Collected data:
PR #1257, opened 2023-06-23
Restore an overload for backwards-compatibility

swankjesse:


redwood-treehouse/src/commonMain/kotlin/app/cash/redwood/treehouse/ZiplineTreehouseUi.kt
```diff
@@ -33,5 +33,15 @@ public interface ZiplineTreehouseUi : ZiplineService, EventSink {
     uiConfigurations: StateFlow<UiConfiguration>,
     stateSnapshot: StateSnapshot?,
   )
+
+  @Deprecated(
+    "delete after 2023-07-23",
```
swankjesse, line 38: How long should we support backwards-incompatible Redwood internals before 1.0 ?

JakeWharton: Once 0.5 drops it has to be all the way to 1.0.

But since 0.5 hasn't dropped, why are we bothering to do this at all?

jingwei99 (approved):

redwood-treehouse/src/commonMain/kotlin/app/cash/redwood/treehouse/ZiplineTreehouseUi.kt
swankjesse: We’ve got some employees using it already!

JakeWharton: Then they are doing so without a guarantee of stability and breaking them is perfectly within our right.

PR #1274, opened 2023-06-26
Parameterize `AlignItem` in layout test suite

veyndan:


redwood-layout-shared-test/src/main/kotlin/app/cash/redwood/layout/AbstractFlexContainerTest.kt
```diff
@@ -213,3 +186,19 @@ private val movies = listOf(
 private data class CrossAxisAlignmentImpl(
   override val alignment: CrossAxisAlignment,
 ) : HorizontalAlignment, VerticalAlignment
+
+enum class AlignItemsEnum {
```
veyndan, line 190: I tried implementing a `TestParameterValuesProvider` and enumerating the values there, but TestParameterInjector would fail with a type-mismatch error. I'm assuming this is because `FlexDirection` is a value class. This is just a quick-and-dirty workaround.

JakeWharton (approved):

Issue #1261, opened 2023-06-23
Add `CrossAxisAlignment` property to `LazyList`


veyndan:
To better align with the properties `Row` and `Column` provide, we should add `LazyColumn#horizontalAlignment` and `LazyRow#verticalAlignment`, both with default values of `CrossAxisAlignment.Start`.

* * *

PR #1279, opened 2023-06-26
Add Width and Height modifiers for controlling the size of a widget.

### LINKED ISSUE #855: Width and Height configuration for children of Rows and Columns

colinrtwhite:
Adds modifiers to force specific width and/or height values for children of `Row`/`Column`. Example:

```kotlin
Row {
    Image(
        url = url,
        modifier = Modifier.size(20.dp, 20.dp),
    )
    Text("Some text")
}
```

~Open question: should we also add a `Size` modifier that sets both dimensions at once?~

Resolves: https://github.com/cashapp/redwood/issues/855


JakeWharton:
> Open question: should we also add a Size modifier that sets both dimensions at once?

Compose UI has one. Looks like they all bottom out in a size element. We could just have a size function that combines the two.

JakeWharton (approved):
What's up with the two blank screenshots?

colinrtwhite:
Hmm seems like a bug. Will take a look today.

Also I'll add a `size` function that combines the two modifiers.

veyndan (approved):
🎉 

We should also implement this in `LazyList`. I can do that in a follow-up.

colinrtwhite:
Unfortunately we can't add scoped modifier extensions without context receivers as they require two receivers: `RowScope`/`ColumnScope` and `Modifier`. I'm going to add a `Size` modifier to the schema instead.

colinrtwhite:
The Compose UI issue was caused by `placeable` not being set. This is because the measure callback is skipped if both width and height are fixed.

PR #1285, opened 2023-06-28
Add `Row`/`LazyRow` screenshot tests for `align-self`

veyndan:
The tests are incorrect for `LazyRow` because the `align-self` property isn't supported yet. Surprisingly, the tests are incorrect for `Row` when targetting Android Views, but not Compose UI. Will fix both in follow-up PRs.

What this task involves: Give only a number, namely how many lines in the entries above hold the word "sets".

Result for this exercise: 2